Last week, we highlighted how Oreo's parent, Mondelēz International, redeployed their ad spending in order to connect with consumers. It turns out they tripled their marketing with Facebook.
The WSJ story lists other examples of massive shifts in advertising revenue now going to “The Big Three of Digital Advertising” – Google, Facebook, and Amazon.
Part of these strategic moves were designed to “meet consumers where they are.” During COVID, that meant sitting at home, staring at their computer screens.
But the appeal of ad tech is also about AI, data, targeting, ROI, and measuring results – all advantages over advertising in magazines, on cable news, or on the radio.
And while COVID may have spiked this data, the trajectory toward “The Big Three” has been in place for years.
The WSJ quotes Nicole Perrin, eMarketer principal analyst who notes, “The pandemic zapped us two years into the future on the commerce side.”
Will this trend abate as the world of advertising and media returns to some semblance of “normal?”
Most experts in the space don't think so.
Suzy Batiz, a small business owner who routinely worked with Bed, Bath & Beyond on event and coupon promotions for her line of products put it bluntly:
“This is our future. I don't think we will ever go back.”
That puts this dilemma right where many don't want it to go: Under the Dome. That is, Congress.
Our representatives in D.C. will be tasked with untangling this pandemic-fueled mess. And talk of break-ups and new regulation will likely take place.
How all of that will effect broadcast radio's tenuous advertising future is anybody's guess. The radio business has overwhelmingly supported deregulation over the past few decades for its own holdings. And many radio owners feel that looser government shackles is the only way they can compete moving forward.
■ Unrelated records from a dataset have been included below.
PR #95, opened 2022-02-06
Assignment4

sammyboy2000:


MikePHaynes:
Will review this!

MikePHaynes (commented):
It seems that while you technically covered most of the requirements you did so without the use of generics, which adds unneeded complexity to your code as well as defeats one of the purposes of this assignment. Additionally, in the "Append" method it seems that you are appending the node at the end of the list. My understanding was that we were supposed to append the node after the current node (the node that called the Append method) but please correct me if I'm wrong. No messages from the compiler which was terrific!

## Instructions
  - Define the `Node` class
    - The `Next` property setter should be private. ❌
  - Add an `Append` method that takes a value and appends a new `Node` instance after the current node (by invoking the `Next` property). ❌

## Extra Credit

1. Implement a `VennDiagram` structure that contains `n` `Circle`s that only contains homogenous **reference types** of any type. ❌

- Each circle contains n items and each item can belong to one more more `Circle` instances.
- You are not required to use a `Node` from earlier in the homework for your venn diagram implementation.
- You are welcome to use exising BCL generic classes for the extra credit.

2. Implement `Systm.Collections.Generic.ICollection<T>` on the `Node` class ❌

## Fundamentals
- Ensure you enable:
  - net6 targetted  ✔
  - C# 10.0  ✔
- For this assignment, always use `Assert.AreEqual<T>()` (the generic version)  ❌
- Choose simplicity over complexity ❌

GenericsHomework/GenericsHomework.Tests/NodeTests.cs
```diff
@@ -0,0 +1,61 @@
...
+    public class NodeTests
+    {
+        [TestMethod]
+        public void Node_ReturnsNode()
+        {
+            Node node = new(null);
+            Assert.IsNotNull(node);
+        }
+        [TestMethod]
+        public void ToString_ProperlyParses()
```
MikePHaynes, line 15: I don't think you should have to parse anything, a generic structure should take care of that.

GenericsHomework/GenericsHomework.Tests/NodeTests.cs
```diff
@@ -0,0 +1,61 @@
...
+            Assert.AreEqual("39", node.ToString());
+            node.Value = (Int64)64;
+            Assert.AreEqual("64", node.ToString());
+            node.Value = 42.1;
+            Assert.AreEqual("42.1", node.ToString());
+            node.Value = new Node(null);
+            Assert.AreEqual("Type unknown", node.ToString());
+        }
+        [TestMethod]
+        public void Append_ProperlyAppends()
```
MikePHaynes, line 33: You could probably simplify this test method a little bit, I have a similar test method in my own code.

GenericsHomework/GenericsHomework/Node.cs
```diff
@@ -0,0 +1,85 @@
+﻿namespace GenericsHomework
+{
+    public class Node
```
MikePHaynes, line 3: Should be something like "public class Node<T>".

GenericsHomework/GenericsHomework/Node.cs
```diff
@@ -0,0 +1,85 @@
...
+    {
+        public object? Value { get; set; }
+        private Node Next { get;  set; }
+        public Node GetNext() { return Next; }
```
MikePHaynes, line 7: Should be private set on Next and you probably don't need the GetNext method.

GenericsHomework/GenericsHomework/Node.cs
```diff
@@ -0,0 +1,85 @@
...
+        public Node(object? value)
+        {
+            Value = value;
+            Next = this;
+        }
+        public override string ToString()
```
MikePHaynes, line 13: This is where the "complexity" part comes in. Using generics you won't have to check the type you will just need to call ToString() on Value.

GenericsHomework/GenericsHomework/Node.cs
```diff
@@ -0,0 +1,85 @@
...
+            {
+                return $"{(Int64)Value}";
+            }
+            if(type == typeof(float) || type == typeof(Double))
+            {
+                return $"{(Double)Value}";
+            }
+            return "Type unknown";
+        }
+        public void Append(object? value)
```
MikePHaynes, line 44: Should append after current Node is my understanding. Again, please correct me if I'm wrong.

GenericsHomework/GenericsHomework/Node.cs
```diff
@@ -0,0 +1,85 @@
+﻿namespace GenericsHomework
+{
+    public class Node
+    {
+        public object? Value { get; set; }
```
MikePHaynes, line 5: Should be something like "Public T Value { get; set; }"

GenericsHomework/GenericsHomework/Node.cs
```diff
@@ -0,0 +1,85 @@
...
+        private Node Next { get;  set; }
+        public Node GetNext() { return Next; }
+        public Node(object? value)
```
MikePHaynes, line 8: T Value

GenericsHomework/GenericsHomework/Node.cs
```diff
@@ -0,0 +1,85 @@
...
+            Node index = this;
+            while (Next != index)
+            {
+                index = index.Next;
+            }
+            index.Next = new Node(value);
+            index = index.Next;
+            index.Next = this;
+        }
+        public bool Exists(object? Value)
```
MikePHaynes, line 57: T Value

GenericsHomework/GenericsHomework.Tests/NodeTests.cs
```diff
@@ -0,0 +1,61 @@
...
+        {
+            Node node = new("1st");
+            node.Append("2nd");
+            node.Append("3rd");
+            Assert.AreEqual("1st", node.ToString());
+            Assert.AreEqual("2nd", node.GetNext().ToString());
+            Assert.AreEqual("3rd", node.GetNext().GetNext().ToString());
+            Assert.AreEqual("1st", node.GetNext().GetNext().GetNext().ToString());
```
MikePHaynes, line 41: Assert.AreEqual<string>

GenericsHomework/GenericsHomework.Tests/NodeTests.cs
```diff
@@ -0,0 +1,61 @@
...
+        }
+        [TestMethod]
+        public void Clear_MemoryCleared()
+        {
+            Node node = new("1st");
+            node.Append("2nd");
+            node.Append("3rd"); //Check memory usage here, using Diagnostic Tools
+            node.Clear();
+            GC.Collect();   
+            Assert.AreEqual(node, node.GetNext());//Check memory usage here, is lower
```
MikePHaynes, line 58: Assert.AreEqual< Node >

GenericsHomework/GenericsHomework.Tests/NodeTests.cs
```diff
@@ -0,0 +1,61 @@
...
+            node.Value = false;
+            Assert.AreEqual("false", node.ToString());
+            node.Value = 39;
+            Assert.AreEqual("39", node.ToString());
+            node.Value = (Int64)64;
+            Assert.AreEqual("64", node.ToString());
+            node.Value = 42.1;
+            Assert.AreEqual("42.1", node.ToString());
+            node.Value = new Node(null);
+            Assert.AreEqual("Type unknown", node.ToString());
```
MikePHaynes, line 30: "Assert.AreEqual< string > (42, node);" Shouldn't have to call ToString should automatically be invoked.

GenericsHomework/GenericsHomework/Node.cs
```diff
@@ -0,0 +1,58 @@
...
+            Next = this;
+        }
+        public override string? ToString()
+        {
+            return Value.ToString();
+        }
+        public void Append(T value)
+        {
+            if (Exists(value))
+                throw new ArgumentException("Value already exists in list.");
```
mmwoodfo, line 20:
```suggestion
                throw new ArgumentException($"{nameof(value)} already exists in list.");
```
Consider using `nameof` here

GenericsHomework/GenericsHomework/Node.cs
```diff
@@ -0,0 +1,58 @@
...
+            Node<T> index = this;
+            while (Next != index)
+            {
+                index = index.Next;
+            }
+            index.Next = new Node<T>(value);
+            index = index.Next;
+            index.Next = this;
+        }
```
mmwoodfo, line 29: I don't think this works the way you expect it to...
Lets say I do the following (based off of your unit tests)
```c#
 Node<int> node = new(1);
node.Append(2);
node.Append(3);
// Your list now looks like this: 1-> 2-> 3 Great, that works. However, when you try to append in the middle of the list 
//                                ┖───────┘
things get weird. Take the following...     
node = node.Next; // node now = 2... So our location in the list is the following
// 1 -> 2 (our location) -> 3
// ┖────────────────────────┘
// Now, lets append 4. I think what you intend to do is make the following list:
// 1 -> 2 -> 3 -> 4
// ┖──────────────┘
node.Append(4);
// But what actually happens is this:
// 1 -> 2 -> 3 -> 4
//      ┖─────────┘
// 1 is now left out of the loop.

// You made this a little more complex than what was asked in the homework. The homework only asks you to insert after the current node (not at the end) so you could simply do the following:
var temp = Next;
var node = new Node<T>(value) { Next = temp };
Next = node;
// This will give you the list // 1 -> 3 -> 4 -> 2
//                                ┖──────────────┘
// Of course, the ordering is odd since we are inserting after the current node rather than at the very end. To insert at the very end you'd need to keep track of the head node, which is quite difficult to do in a circular list (as there isn't really a head node). 
```

GenericsHomework/GenericsHomework/Node.cs
```diff
@@ -0,0 +1,58 @@
...
+            //Does work when simply setting this to this.Next
+            //GC is smart enough to clean up a circling list that has no references
+            //debug builds will hang onto that memory for longer though.
+            if (this == this.Next)
+               return;
+           Node<T> index = this;
+           while (index.Next != this)
+               index = index.Next;
+           index.Next = index.Next.Next;
+            this.Next = this;
```
mmwoodfo, line 55: You can simply do 
`Next = this`

GenericsHomework/GenericsHomework/Node.cs
```diff
@@ -0,0 +1,58 @@
...
+            }
+            index.Next = new Node<T>(value);
+            index = index.Next;
+            index.Next = this;
+        }
+        public bool Exists(T Value)
+        {
+            Node<T> temp = new(Value);
+            Node<T> index = this;
+            if(temp.ToString() == index.ToString())
```
mmwoodfo, line 34: You should use `Equals` here - not `ToString`

GenericsHomework/GenericsHomework.Tests/NodeTests.cs
```diff
@@ -0,0 +1,54 @@
...
+        [TestMethod]
+        public void Append_ProperlyAppends()
+        {
+            Node<string> node = new("1st");
+            node.Append("2nd");
+            node.Append("3rd");
+            Assert.AreEqual<string>("1st", node.ToString()!);
+            Assert.AreEqual<string>("2nd", node.Next.ToString()!);
+            Assert.AreEqual<string>("3rd", node.Next.Next.ToString()!);
+            Assert.AreEqual<string>("1st", node.Next.Next.Next.ToString()!);
```
mmwoodfo, line 35: You should test inserting when you are focused on a node that is in the middle of the linked list

PR #18, opened 2020-11-10
Consolidated Ranges, added more pulldowns to tooltip

crnormand:


mjeffw:
I almost did the same thing (generate the text from the structs). Was planning to do so today, now I can focus on init.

But free market capitalism is what has gotten us to this point where three tech giants are riding the big revenue wave, sucking up more than 50¢ of every ad dollar.
Will traditional media companies that own TV stations, newspapers, and radio stations actively lobby to put the reins on “The Big Three” and other tech juggernauts? Their collective future as viable media businesses is on the line.
Will radio broadcasters come to terms with the fact that limiting their efforts to “radio dollars stunts their growth and hurts their ability to survive and thrive? Will they pivot and transform themselves into strong, local platforms that effectively deliver consumers across multiple channels?
Will consumers step up to protest the use of their data and related privacy concerns? Will they care enough to push back against algorithms and AI, and how they're deployed?
We got our wish – we indeed live in interesting times.